-- TASK INPUT follows --
PR #472, opened 2023-11-14
add minor/patch release docs

JessicaS11:
release documents for v0.8.1 patch release once #470 is merged.

### DIFF
--- a/doc/source/user_guide/changelog/index.rst
+++ b/doc/source/user_guide/changelog/index.rst
@@ -6,8 +6,16 @@ icepyx ChangeLog
 This is the list of changes made to icepyx in between each release.
 Full details can be found in the `commit logs <https://github.com/icesat2py/icepyx/commits>`_.
 
-Latest Release (Version 0.8.0)
+Latest Release (Version 0.8.1)
 ------------------------------
+
+.. toctree::
+   :maxdepth: 2
+
+   v0.8.1
+   
+Version 0.8.0
+-------------
 
 .. toctree::
    :maxdepth: 2
--- a/doc/source/user_guide/changelog/v0.8.1.rst
+++ b/doc/source/user_guide/changelog/v0.8.1.rst
@@ -9,7 +9,7 @@ including other versions of icepyx.
 Bug fixes
 ~~~~~~~~~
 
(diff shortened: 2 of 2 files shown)


JessicaS11:
Not sure why the readthedocs builds are hanging. I just triggered one manually for this branch; #470 (just merged) built successfully and never had the status update properly in the PR yesterday/today...

rwegener2:
> Not sure why the readthedocs builds are hanging.

That is odd. I found [an instance](https://github.com/readthedocs/readthedocs.org/issues/2255) in the readthedocs GH issue history back in 2016 where the servers froze and someone had to go physically inspect to find the problem. I'm not sure if that could be happening here, too.

I have been able to keep working with a local install for the day. Maybe we leave it for a while and if it still isn't working in the morning submit an issue to readthedocs? Or we could just submit an issue now. 🤷🏻‍♀️

JessicaS11:
> Maybe we leave it for a while and if it still isn't working in the morning submit an issue to readthedocs? 

Ordinarily I'd be fine with that plan, but if we want the conda build to be picked up I'd prefer we have the release done tonight since [it can take a few hours to get picked up by their bot](https://conda-forge.org/docs/maintainer/updating_pkgs.html). I'd have concerns that even if you're showing a pip install someone will try to conda install and then you'll have version issues during the tutorial.

JessicaS11:
GitHub is getting a 400 from the readthedocs webhook with message `{"detail":"Parameter \"ref\" is required"}`. `ref` seems to be in some of the payloads submitted and not others (depending on the trigger type), but was not previously a problem (across trigger types). So right now `pull_request.push` triggers seem to be accepted by RTD, but other actions (e.g. `pull_request.synchronize`) are rejected.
-- TASK INPUT concluded --
Pull every line containing the word "hanging" out of the entries above.

Not sure why the readthedocs builds are hanging. I just triggered one manually for this branch; #470 (just merged) built successfully and never had the status update properly in the PR yesterday/today...
> Not sure why the readthedocs builds are hanging.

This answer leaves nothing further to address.